Él me respondió: “Son almas de personas muertas en gracia de Dios, que están purgando sus culpas, y la diferencia del modo de bañarse con el agua, denota la desigualdad de sus culpas cometidas, y del dolor y la pena que sienten sufriendo por aquéllas. Sin embargo, están seguras del Paraíso. Me enternecí mucho, mucho, con tal vista, y después de un tiempo que estuvimos allí compadeciéndolas, ambos proseguimos el viaje por países vastísimos. Y habiendo caminado mucho, mucho, por países vastísimos, llegamos a un gran río. Pasándolo, no sé de qué manera, llegamos a una gran llanura; caminando por ella vimos a lo lejos grandísimas cantidades de personas, que iban todas hacia el mismo sitio, al que llegué yo también con mi Ángel, y vi a un gran personaje, sentado sobre un trono muy majestuosos, circundado por un indecible esplendor.

Me asusté enseguida, viendo tan gran Majestad, y quedé como inmóvil. Mi ángel se dio cuenta, y me dio ánimo, diciéndome: “Esta es la Justicia Divina, ante la que se presentan rodas las almas que vienen del mundo a ser juzgadas”. Cuando me dijo esto, mi Ángel me retiró un poco aparte, aunque a un lugar en que veíamos muy bien todo; pero quedé tan aterrorizado, que me parecía no podía respirar. Por eso, me volvía con frecuencia a mi ángel, del que me había hecho amigo, quien me decía que no dudara, que lo viera y considerara todo.

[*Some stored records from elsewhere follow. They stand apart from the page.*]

PR #72, opened 2026-09-09
perf: fetch engine and thermal settings concurrently

zbyju:
## What / Why

`fetchSettings()` awaited the engine unit, then awaited the thermal unit. They are two
physically separate devices on separate IPs with no shared state, so the serialisation
bought nothing. Both requests now start before either is awaited, so `unit=both` costs
one round trip instead of two.

## Performance impact

Estimated — not measured against real hardware.

- `unit=both`, happy path: latency drops from `engine + thermal` to `max(engine, thermal)`.
  On a healthy LAN both are a few ms, so the win is small in absolute terms.
- `unit=both`, one unit unreachable: worst case drops from 2 x timeout to 1 x timeout.
  With the default 5000 ms fetch timeout that is 10 s -> 5 s. Both units down: still 5 s
  instead of 10 s.
- `unit=engine` or `unit=thermal`: unchanged, one request as before.
- No extra requests are issued in any case: each unit is still fetched at most once.

## Error contract

Both requests are started up front, then each is wrapped in `Promise.allSettled` on its
own so its handler is attached in the same synchronous tick. Engine is awaited and
reported first. What the frontend sees is unchanged:

- Engine fails -> HTTP 500, "There was an error when fetching settings from engine unit."
- Engine ok, thermal fails -> HTTP 500, "...from thermal unit."
- Success shape is still `{ engine: <raw>, thermal: <raw> }`, with `null` for a unit that
  was not requested.

Latency on the error paths is also unchanged, and that took a second pass to get right.
The first version of this change awaited both results together
(`await Promise.allSettled([enginePromise, thermalPromise])`), which kept the status codes
and messages identical but *not* the timing: an engine that fails fast (connection
refused, ~1 ms) no longer answered until the thermal request had also settled. With a
thermal unit that hangs to the full 5000 ms timeout, the endpoint went from ~1 ms to
~5002 ms.

That is not invisible to the caller. The panel's own client timeout is also 5000 ms
(`backend.requestTimeout` in `configer/configs/base.json`, mirrored by
`DEFAULT_REQUEST_TIMEOUT` in `panel/src/api/base.ts`), and its timer starts before the
backend's, so the client would abort first every time — not just sometimes. In
`SettingsForm.vue` an aborted request is an `AxiosError` with no `.response`, which
matches neither the `status === 0` nor the `status === 500` branch, so the operator would
get **no log line at all** where the old code showed the connection error.

The fix is to await the engine result on its own before awaiting thermal. Both requests
still run concurrently and both are still handled the moment they are created, but a
failing engine returns straight away as it did before. Latency is now less than or equal
to the old sequential code in every case.

Verified across the failure matrix (old sequential vs. this version), responses
byte-identical throughout:

| unit | engine | thermal | old | this PR | response |
|---|---|---|---|---|---|
| both | ok | ok | 9 ms | 5 ms | 200 |
| both | fast fail | ok | 2 ms | 1 ms | 500 engine |
| both | ok | fast fail | 5 ms | 4 ms | 500 thermal |
| both | fast fail | hangs 5 s | 1 ms | 1 ms | 500 engine |
| both | hangs 5 s | fast fail | 5000 ms | 5003 ms | 500 engine |
| both | fast fail | fast fail | 1 ms | 1 ms | 500 engine |
| both | hangs 5 s | hangs 5 s | 5003 ms | 5000 ms | 500 engine |
| engine / thermal only | — | — | unchanged | unchanged | unchanged |

The one real behaviour change that stays invisible to the caller: when the engine request
fails, the thermal request has already been sent and its result is discarded. That is a
plain `GET` against a settings endpoint, so it has no side effect on the unit.

`allSettled` was picked over `Promise.all` because `all` rejects on the first failure and
would have made the "engine error wins over thermal error" precedence awkward to keep;
`allSettled` also guarantees neither promise is left unhandled.

Unchanged: the `isInstanceOfGetUnitSettingsRequest` check and its 400 path, and the single
shared `timestamp` cache-buster computed once and used for both URLs.

## Risk

Low. The function is a settings read used by the settings form, not by the 24/7 monitoring
loop (`panelLoop.ts` hits the data endpoints, not this one). Status codes, messages and the
response shape are byte-identical to before, so `SettingsForm.vue` needs no change. The
plausible failure mode would be a unit that cannot serve two overlapping HTTP requests —
but these are two different devices, so they never see more than one request each.

## Verification

- Did NOT run `pnpm install` or touch `package.json` / the lockfile.
- Type-checked `apps/backend` against the repo's real `node_modules`
  (`tsc --noEmit -p tsconfig.json`). `fetchFromUnits.ts` is clean. The only errors under
  `src/` are the two known pre-existing ones: `src/index.ts:82` (TS2349, `open` has no
  call signatures) and `src/types/request.types.ts:81` (TS2839). The remaining output is
  the known ambient noise from `bun-types` and `@types/jsdom` in `node_modules`.
- Ran the failure matrix above as a standalone Node harness covering all four `unit`
  inputs (`engine`, `thermal`, `both`, omitted) against the old sequential code, the
  await-both version and this one. Responses identical in all 12 cases; no
  `unhandledRejection` fired in any variant.
- No runtime test against real hardware or a stub. The existing jest tests under
  `src/**/__tests__/` do not cover `fetchFromUnits.ts`, so they would not have exercised
  this change either way.


zbyju (commented):
**Verdict: No blockers**

Checked the four input cases against `source/apps/backend/src/fetch/fetchFromUnits.ts:42-101`.

**Response equivalence — confirmed.**
- `unit=engine`: `thermalPromise` is `null`. `Promise.allSettled` settles a non-promise as `{status:"fulfilled", value:null}`, so `thermal` is `null`. Verified on Node: `Promise.allSettled([null, Promise.reject(e)])` -> `[{status:"fulfilled",value:null},{status:"rejected",...}]`.
- `unit=thermal` and unit omitted (`= "both"` default at line 51): same, mirrored.
- The 400 path and `isInstanceOfGetUnitSettingsRequest` are above the changed block and untouched.
- `timestamp` is computed once at line 54 and closed over by `settingsUrl`, so both URLs get the same cache-buster. Same as before.

**Error precedence — matches.** Engine is checked first, so engine wins when both fail. Old code returned the engine message in that case too (it never reached the thermal block).

**No unhandled rejection.** Both promises are created and passed to `allSettled` in the same synchronous tick, so a handler is attached before either can settle. `allSettled` never leaves a rejection floating. This was the main thing worth checking for a process that runs for months, and it is clean.

**Frontend.** `SettingsForm.vue:164-165` reads `data.engine` / `data.thermal` and calls `.split("|")` on both. It never sends a `unit` param (`getSettings()` in `source/apps/panel/src/api/units.ts`), so it always hits the `both` path. Shape unchanged.

**Typecheck.** Compiled the branch version against the real `node_modules`: `fetchFromUnits.ts` is clean. The only errors are the two known pre-existing ones (`index.ts:82` TS2349 on `open`, `request.types.ts:81` TS2839). `target: ES2020` in the backend tsconfig pulls in the `es2020.promise` lib, so `allSettled` is typed.

**One accuracy note, not a blocker.** The body says the discarded thermal result is "invisible to the caller". Latency is not. Old code returned the engine 500 the moment engine failed; new code always waits for thermal to settle too. If engine fails fast (connection refused) while thermal hangs the full 5 s, the backend now answers in ~5 s instead of ~1 ms, and the panel's own 5 s client timeout (`backendApi().timeout`) may fire first, so the operator sees a generic failure instead of "engine unit". Needs both units unhealthy in different ways, affects the settings form only, and is still bounded by the old worst case. Worth a line in the body rather than a code change.

zbyju:
Thanks — the latency finding is correct, and it is worse than the review makes it sound. I fixed it in code rather than just correcting the body. Pushed as `336d767`.

## Verifying the timeout race

Both numbers are 5000 ms, and neither is overridden anywhere:

- Backend: `getSettings()` in `panel/src/api/units.ts` sends no `timeout` query param, so
  `fetchSettings()` falls through to `defaultFetchTimeout()` in `backend/src/fetch/constants.ts`.
  That reads `DEFAULT_FETCH_TIMEOUT`, which is not set in `apps/backend/.env`
  (only `NODE_ENV`, `PORT`, `API_PREFIX`), so it is 5000.
- Client: `backendApi().timeout` is `backend.requestTimeout`, which is 5000 in
  `configer/configs/base.json` and 5000 again in `panel/src/defaults/config.default.ts`.
  `DEFAULT_REQUEST_TIMEOUT` in `api/base.ts` is also 5000, so every path lands on the same value.

So it is not a race the backend can win. The client's timer starts before the backend's,
and the backend's response is at 5000 ms + handler overhead, so the client aborts first
**deterministically** in the engine-fast-fail + thermal-hangs case — not "may fire first".

## The consequence is silence, not a generic error

The review says the operator "sees a generic client-side error instead of the specific
'engine unit' message". Two corrections:

1. The operator never sees "engine unit" in the first place. `SettingsForm.vue:182-199`
   discards the backend's `msg` and logs its own fixed Czech string per status code, so
   both 500s already render as "problém s připojením k jednotkám".
2. On a client timeout the axios error has no `.response`, so it matches neither the
   `err.response?.status === 0` branch nor the `=== 500` branch, and there is no `else`
   inside the `instanceof AxiosError` arm. **No log line is written at all.** The Load
   button just does nothing.

So the regression is not "less specific message", it is "error message" -> "no feedback".
On an unattended kiosk diagnosed over remote maintenance, that is worth more than the
few ms the parallel fetch saves.

## Why a code change, not a body note

There is a clean minimal fix: wrap each promise in its own `allSettled` and await the
engine result before awaiting thermal.

```ts
const settle = <T>(p: T) => Promise.allSettled([p]).then(([r]) => r);
const engineSettled = settle(enginePromise);
const thermalSettled = settle(thermalPromise);

const engineResult = await engineSettled;
if (engineResult.status === "rejected") { /* 500 engine */ }

const thermalResult = await thermalSettled;
if (thermalResult.status === "rejected") { /* 500 thermal */ }
```

Net +11 lines, most of them comment. It keeps everything you confirmed: both requests
still start in the same tick, both still get a handler in that same tick (so still no
unhandled rejection), engine still wins the error precedence, and the response shape and
`null` placeholders are untouched. It only stops the engine result waiting on thermal.

## Failure matrix

Ran all four `unit` inputs against three implementations — old sequential, the
await-both version you reviewed, and this fix. Responses byte-identical in all 12 cases;
no `unhandledRejection` in any variant.

| engine | thermal | old | await-both | this fix |
|---|---|---|---|---|
| fast fail | hangs 5 s | 1 ms | **5002 ms** | 1 ms |
| fast fail | ok | 2 ms | 3 ms | 1 ms |
| fast fail | fast fail | 1 ms | 2 ms | 1 ms |
| hangs 5 s | fast fail | 5000 ms | 5002 ms | 5003 ms |
| hangs 5 s | hangs 5 s | 5003 ms | 5002 ms | 5000 ms |
| ok | ok | 9 ms | 4 ms | 5 ms |

The one you flagged is the 5002 ms cell. Latency is now less than or equal to the old
sequential code in every row, so the change is a strict improvement rather than a
trade.

## What I deliberately did not do

- Did not touch `SettingsForm.vue`. The missing `else` in its catch is a real gap — a
  client timeout logs nothing — but it predates this PR and applies to every call it
  makes, not just settings. Out of scope here; worth its own PR.
- Did not change either timeout value. Making the client timeout longer than the
  backend's would be the systemic fix for the whole class of problem, but it is a config
  change affecting every endpoint and needs its own discussion.
- Did not touch `package.json` or the lockfile, and did not run `pnpm install`.

## Typecheck

`tsc --noEmit -p tsconfig.json` on `apps/backend` against the real `node_modules`:
`fetchFromUnits.ts` clean. Same two pre-existing `src/` errors you found
(`index.ts:82` TS2349, `request.types.ts:81` TS2839) and nothing else. `Awaited<T>` and
the tuple-preserving `allSettled` overload the helper relies on are both present.

PR body updated — the "Error contract" section now documents the timing explicitly
instead of claiming the change is invisible to the caller.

Las almas, llenas de grandísimo dolor, iban ante la justicia divina, y tan pronto como comparecían, ella les hacía señas de adónde debían proseguir su viaje, a mano derecha, o bien a mano izquierda. Las de la mano derecha eran enviadas con cara angelical y manos juntas, y cantando alabanzas a Dios se iban. Después, las de la izquierda, en cuanto veían la señal, dando un gran grito, se cubrían los ojos con sus propias manos cerradas, en forma de puño, y de aquella manera caminaban por un camino muy largo.

Estuve mucho tiempo viendo y considerando todo, y con grandísimo temor de que me hiciera una señal, pero la divina justicia nunca me miró.

Luego el ángel me cogió de la mano, y guiándome a la parte izquierda, me dijo: “No temas, sino obsérvalo todo. Por un camino muy largo se veían una multitud innumerable de aquellas pobres almas, que con los ojos tapados con sus manos, gritando, como he dicho, y vociferando, caminaban hacia una gran montaña que se descubría muy a lo lejos. Llegado a ella con mi Ángel, vimos una gran caverna donde entraban todas aquellas almas; me introdujo también en ella el Ángel, y vi muchos demonios armados de distintas maneras con largas horcas de hierro, y una gran boca de horno, de donde salían llamas desde la oscuridad, y fuego de malísimo olor, y gritos grandísimos. Entrando en aquella caverna, yo fue presa de tan gran terror y espanto, que me pareció morir nuevamente, si bien es cierto que estaba bien agarrado a la mano de mi Ángel Custodio, quien, animándome, me decía: “No temas, que yo estoy en tu compañía, y no te dejaré. Mira y considera todo”.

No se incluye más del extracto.